→ **What to produce**
Give again, word for word, every line in the entries below from the line with "- add *verbose" up to and including the line with "- modify all", and no other line.

[Stored items]
__________
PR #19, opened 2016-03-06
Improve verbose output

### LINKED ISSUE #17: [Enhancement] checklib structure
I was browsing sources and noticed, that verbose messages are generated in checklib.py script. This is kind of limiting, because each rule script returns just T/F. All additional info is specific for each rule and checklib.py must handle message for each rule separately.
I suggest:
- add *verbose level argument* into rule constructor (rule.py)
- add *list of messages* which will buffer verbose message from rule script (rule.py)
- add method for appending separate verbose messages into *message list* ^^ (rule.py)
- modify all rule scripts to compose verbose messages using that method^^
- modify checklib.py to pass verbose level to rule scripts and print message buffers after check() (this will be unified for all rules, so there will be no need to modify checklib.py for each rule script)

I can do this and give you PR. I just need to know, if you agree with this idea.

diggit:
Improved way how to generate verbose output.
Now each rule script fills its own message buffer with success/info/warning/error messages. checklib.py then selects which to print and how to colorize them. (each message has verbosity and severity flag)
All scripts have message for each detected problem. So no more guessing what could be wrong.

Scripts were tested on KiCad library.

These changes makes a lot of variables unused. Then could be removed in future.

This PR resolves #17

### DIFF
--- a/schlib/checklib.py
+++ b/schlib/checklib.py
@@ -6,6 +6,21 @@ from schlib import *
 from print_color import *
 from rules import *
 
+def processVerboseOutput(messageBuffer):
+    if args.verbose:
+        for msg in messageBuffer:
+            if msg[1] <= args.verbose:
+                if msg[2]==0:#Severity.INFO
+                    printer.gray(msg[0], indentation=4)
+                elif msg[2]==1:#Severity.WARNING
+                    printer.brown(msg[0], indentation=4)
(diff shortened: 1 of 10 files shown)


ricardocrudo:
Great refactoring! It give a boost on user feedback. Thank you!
__________
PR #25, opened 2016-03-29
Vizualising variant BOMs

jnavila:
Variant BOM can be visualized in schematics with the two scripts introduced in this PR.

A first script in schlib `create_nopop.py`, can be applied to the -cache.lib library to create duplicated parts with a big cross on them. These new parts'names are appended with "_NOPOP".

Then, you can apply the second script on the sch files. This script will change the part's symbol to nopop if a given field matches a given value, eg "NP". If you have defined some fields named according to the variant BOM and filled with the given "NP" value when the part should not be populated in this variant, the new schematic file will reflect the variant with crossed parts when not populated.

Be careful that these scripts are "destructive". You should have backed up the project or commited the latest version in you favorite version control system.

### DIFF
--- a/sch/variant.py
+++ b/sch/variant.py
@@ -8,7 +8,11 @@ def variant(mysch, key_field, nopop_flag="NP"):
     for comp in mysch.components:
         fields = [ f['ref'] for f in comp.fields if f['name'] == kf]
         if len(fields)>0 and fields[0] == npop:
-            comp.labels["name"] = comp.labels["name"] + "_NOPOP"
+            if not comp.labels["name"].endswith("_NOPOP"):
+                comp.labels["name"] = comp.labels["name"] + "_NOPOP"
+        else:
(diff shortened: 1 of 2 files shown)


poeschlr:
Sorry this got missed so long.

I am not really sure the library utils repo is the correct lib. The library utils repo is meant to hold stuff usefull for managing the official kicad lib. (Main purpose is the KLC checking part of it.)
__________
→ **The answer**
- add *verbose level argument* into rule constructor (rule.py)
- add *list of messages* which will buffer verbose message from rule script (rule.py)
- add method for appending separate verbose messages into *message list* ^^ (rule.py)
- modify all rule scripts to compose verbose messages using that method^^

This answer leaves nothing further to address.